Cuando dos personas se encuentran sincronísticamente cada una es significativa para el otro y ambas se encuentran en una coyuntura crítica que puede afectarles de forma profunda, entonces puede ocurrir cambios dramáticos; como decía Jung, «el encuentro de dos personalidades es como la interacción de dos sustancias químicas: si hay alguna reacción, ambas se transforman». En algunos casos, ambas personalidades pueden mostrarse simultáneamente e inesperadamente susceptibles a la acción «química» específica de la otra.
Piense en sus propios encuentros significativos, aquellos que han desembocado en relaciones importantes e intensas, en un nuevo trabajo o en el desarrollo intelectual, psicológico y espiritual. Piense en la gente que ha conocido y que de un modo u otro cambió profundamente la orientación de su vida. A continuación, recuerde las circunstancias que envolvieron el primer encuentro con cada persona. ¿Fue oportuno en el encuentro desde un punto de vista psicológico? ¿Había estado atento o receptivo poco después? ¿Había una nueva apertura y sensibilidad que se correspondía con esa nueva persona? ¿Puede haberles unido la sincronicidad? Los encuentros significativos pueden ocurrir cuando dos coches han chocado en un accidente, o como resultado de perderse en una ciudad extranjera y toparse con otro norteamericano, o por el azar de sentarse junto a otra persona en un Boeing 747; obviamente, todos ellos son encuentros no intencionados ni planeados, que revelan el delicado toque de la sincronicidad. Cuando la predisposición interna y el encuentro externo muestran un ajuste preciso, cuando un encuentro parece misteriosamente diseñado y es imposible que se haya organizado de forma deliberada, entonces puede que sea la acción de la sincronicidad la que lo haya propiciado.
En mi vida profesional parecen haberse dado muchos encuentros sincronísticos. Quizás son más obvios porque el camino por el que alguien llega a mí (o a cualquier terapeuta) puede trazarse mediante una ruta en zigzag que puede estar sembrada de coincidencias. La sincronicidad también puede cumplir un papel abriendo un hueco en mi calendario que me permita recibir a una persona concreta.
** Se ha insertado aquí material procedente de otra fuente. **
PR #1280, opened 2020-05-13
[feat] Send isoCountryCode to location in putLocation request

### LINKED ISSUE #1190: Remove location/GPS permissions from client

hspinks:
Connects new country selector to back end. Sends location as soon as user selects it, which is before the push notification permission request. Awaits #1023 

Currently, does not do anything with the error other than logging if the request fails. This is because the app can still function with the country code saved to the device, so I don't think allowing a more severe failure makes sense here, but we will want to do something different in the future with handling errors most likely.

Closes #1190 

* [x] iOS Simulator - currently does nothing other than logging a 500 error until #1023 is merged

---

- [x] ~REQUIRED: Do you have an Issue **assigned to you** for this PR?~


client/flutter/lib/pages/onboarding/location_sharing_page.dart
```diff
@@ -1,81 +0,0 @@
-import 'package:who_app/api/who_service.dart';
-import 'package:who_app/generated/l10n.dart';
-import 'package:who_app/pages/onboarding/permission_request_page.dart';
-import 'package:flutter/cupertino.dart';
-import 'package:location/location.dart';
-import 'package:s2geometry/s2geometry.dart';
```
advayDev1, line 6: Remove the location permission and s2geometry deps from pubspec.yaml plz

hspinks: this is coming in a separate PR 😄

hspinks: Done

PR #1320, opened 2020-05-14
Pre-cache content bundles.

patniemeyer:
This PR introduces pre-caching of common content bundles upon acceptance of the terms of service and also upon subsequent app launches or returning to the foreground.

### DIFF
--- a/client/flutter/lib/api/content/content_loading.dart
+++ b/client/flutter/lib/api/content/content_loading.dart
@@ -1,4 +1,9 @@
 import 'dart:io';
+import 'package:who_app/api/content/schema/advice_content.dart';
+import 'package:who_app/api/content/schema/fact_content.dart';
+import 'package:who_app/api/content/schema/index_content.dart';
+import 'package:who_app/api/content/schema/question_content.dart';
+import 'package:who_app/api/content/schema/symptom_checker_content.dart';
 import 'package:who_app/api/endpoints.dart';
 import 'package:who_app/api/user_preferences.dart';
 import 'package:who_app/api/who_service.dart';
@@ -23,6 +28,18 @@ class ContentLoading {
   }
 
   ContentLoading._internal();
+
+  /// Pre-cache commonly used content bundles to ameliorate loading delay.
+  /// This method may be called at any time and will only load content when needed.
+  void preCacheContent(Locale locale) {
+    print("preCachecontent for locale: ${locale}");
+    AdviceContent.travelAdvice(locale);
+    FactContent.getTheFacts(locale);
+    IndexContent.homeIndex(locale);
+    IndexContent.learnIndex(locale);
+    QuestionContent.yourQuestionsAnswered(locale);
+    SymptomCheckerContent.load(locale);
+  }
 
   /// Load a localized content bundle loaded preferentially from the network, falling back
   /// to a local asset.  If no bundle can be found with the specified name an exception is thrown.
--- a/client/flutter/lib/api/user_preferences.dart
+++ b/client/flutter/lib/api/user_preferences.dart
@@ -28,6 +28,17 @@ class UserPreferences {
         .setBool(UserPreferenceKey.OnboardingCompleted.toString(), value);
   }
 
+  Future<bool> getTermsOfServiceCompleted() async {
+    return (await SharedPreferences.getInstance())
+        .getBool(UserPreferenceKey.TermsOfServiceCompleted.toString()) ??
+        false;
+  }
+
+  Future<bool> setTermsOfServiceCompleted(bool value) async {
+    return (await SharedPreferences.getInstance())
+        .setBool(UserPreferenceKey.TermsOfServiceCompleted.toString(), value);
+  }
+
   Future<bool> getAnalyticsEnabled() async {
     return (await SharedPreferences.getInstance())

Un nuevo paciente puede sentirse profundamente arrebatado por la sensación de que un extraordinario conjunto de circunstancias sincronísticas lo haya traído hasta mí, atribuyendo al encuentro un propósito y una naturaleza excepcionales. Cuando este sentimiento se añade a la poderosa expectativa y a la necesidad que envuelve el hecho de visitar a un psiquiatra por primera vez, todos estos elementos contribuyen a una terapia intensa en la que imágenes y emociones se tocan con facilidad.
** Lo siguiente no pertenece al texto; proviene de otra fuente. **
PR #1325, opened 2020-05-14
🎶🦜 Server country and push notification topic registration

### LINKED ISSUE #1000: Allow Efficient targeting of notifications to whole countries

### LINKED ISSUE #1221: Server should accept only country code as location

advayDev1:
Closes #1221, closes #1000

Client already sends isoCountryCode, this saves it.
It will also register the client for topics `ALL~LOCATION` (global) and `ALL~LOCATION~isoCountryCode` (per country) topics.

In the future we could have `TESTINGCENTERS~LOCATION~isoCountryCode` etc. if users only want a few types of notifications.

[redacted] GCP traces:

```
2: {
time: "2020-05-14T01:53:50.355Z"
severity: "INFO"
logMessage: "who.NotificationsManager updateSubscriptions: SUCCESS - Subscribed d0zOdIG6[redacted]KusQJXig2uNK8gSFgxBD1hjmBGE4XyQQQvzbOVP to topic ALL~LOCATION
"
sourceLocation: {3}
}
3: {
time: "2020-05-14T01:53:50.660Z"
severity: "INFO"
logMessage: "who.NotificationsManager updateSubscriptions: SUCCESS - Subscribed d0zOdIG[redacted]KusQJXig2uNK8gSFgxBD1hjmBGE4XyQQQvzbOVP to topic ALL~LOCATION~US
"
sourceLocation: {3}
}
```

The topics are available in FCM console:

Screen Shot 2020-05-13 at 6 10 06 PM

### DIFF
--- a/server/appengine/src/main/java/who/FirebaseModule.java
+++ b/server/appengine/src/main/java/who/FirebaseModule.java
@@ -14,12 +14,11 @@ import javax.inject.Singleton;
 public class FirebaseModule extends AbstractModule {
 
   @Provides @Singleton
-  FirebaseApp provideFirebaseApp() throws IOException {
-
+  FirebaseApp provideFirebaseApp(Environment env) throws IOException {
     FirebaseOptions options = new FirebaseOptions.Builder()
       .setCredentials(GoogleCredentials.getApplicationDefault())
       // FIXME
-      .setDatabaseUrl("https://who-myhealth-staging.firebaseio.com")
+      .setDatabaseUrl("https://" + env.firebaseApplicationId() + ".firebaseio.com")
       .build();
 
     FirebaseApp.initializeApp(options);
--- a/server/appengine/src/main/java/who/FirebaseModule.java
+++ b/server/appengine/src/main/java/who/FirebaseModule.java
@@ -1,0 +1,34 @@
+package who;
+
+import com.google.auth.oauth2.GoogleCredentials;
+import com.google.firebase.FirebaseApp;
+import com.google.firebase.FirebaseOptions;
+import com.google.firebase.messaging.FirebaseMessaging;
+import com.google.inject.AbstractModule;
+import com.google.inject.Provides;
+
+import java.io.IOException;
+
+import javax.inject.Singleton;
+
+public class FirebaseModule extends AbstractModule {
+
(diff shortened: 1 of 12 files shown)


server/appengine/src/main/java/who/FirebaseModule.java
```diff
@@ -0,0 +1,33 @@
...
+
+import javax.inject.Singleton;
+
+public class FirebaseModule extends AbstractModule {
+
+  @Provides @Singleton
+  FirebaseApp provideFirebaseApp(Environment env) throws IOException {
+    FirebaseOptions options = new FirebaseOptions.Builder()
+      .setCredentials(GoogleCredentials.getApplicationDefault())
+      // FIXME
```
advayDev1, line 20:
```suggestion
```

Un encuentro especialmente asombroso tuvo lugar cuando vino a verme un sacerdote episcopalista. Yo había tratado a un amigo suyo al que había confiado su ansiedad y sus tormentos, y era la única psiquiatra que conocía —en la superficie, un referente bastante común—. Este hombre tenía serias dificultades para confiar en las mujeres y se había mostrado renuente a llamarme hasta que la creciente desesperación de su situación lo obligó finalmente a vencer sus reservas. Le era difícil hacerse a la idea de acudir a la consulta de una mujer psiquiatra. Conociéndome sólo como doctora Jean Bolen, y dando por sentado que, a juzgar por mi nombre, sería caucásica, se sentó en la sala de espera temiendo que esa cita fuera un terrible error. Entonces bajé por las escaleras, e inesperadamente se encontró con una norteamericana de origen japonés de un metro y medio de alto, lo que cambió de forma notable la situación.
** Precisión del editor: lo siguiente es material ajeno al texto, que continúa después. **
PR #1361, opened 2020-06-02
Isuuse #1350

### LINKED ISSUE #1350: On small screens, intro text is left aligned
What's happening here is the text widget is centered in the container, but the widget's own text alignment is left.

iPhone 8:

Simulator Screen Shot - iPhone 8 - 2020-05-23 at 17 55 02

cosmicRover:
Dynamically adjusts the font size based on screen width and platform.
Closes #1350 
```
if (Platform.isAndroid) {
      if (screenWidth > 320) {
        return 18;
      } else {
        return 16;
      }
    } else if (Platform.isIOS) {
      if (screenWidth > 375) {
        return 18;
      } else if (screenWidth <= 320) {
        return 14;
      } else {
        return 16;
      }
    }
```
#### Tested on:
* [x] iOS Simulator
* [x] Android Emulator
* [ ] iOS Device
* [ ] Android Device


cosmicRover:
need to put a default return statememt.

PR #158, opened 2022-02-07
EVA-2750 Add split and remapped fields to eva release stats API

andresfsilva:


eva-release/src/main/java/uk/ac/ebi/eva/release/dto/ReleaseStatsPerSpeciesDto.java
```diff
@@ -32,22 +32,32 @@
 
     private Long currentRs;
 
+    private Long remappedCurrentRs;
```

La única imagen positiva que tenía de las mujeres, gracias a las historias de un tío al que idolatraba y que estuvo en el ejército norteamericano durante la ocupación de Japón, era la de la mujer nipona. Por lo demás, pensaba que las mujeres eran artificiales y manipuladoras, individuos fuertes y vagamente hostiles que esperaban una oportunidad para lanzar sus críticas. Ajena a su propia experiencia, la mujer japonesa, que su tío le había descrito, simbolizaba la idea de que una mujer podía ser inofensiva, cariñosa, abnegada y servicial en medio de esa abrumadora imagen negativa de lo femenino.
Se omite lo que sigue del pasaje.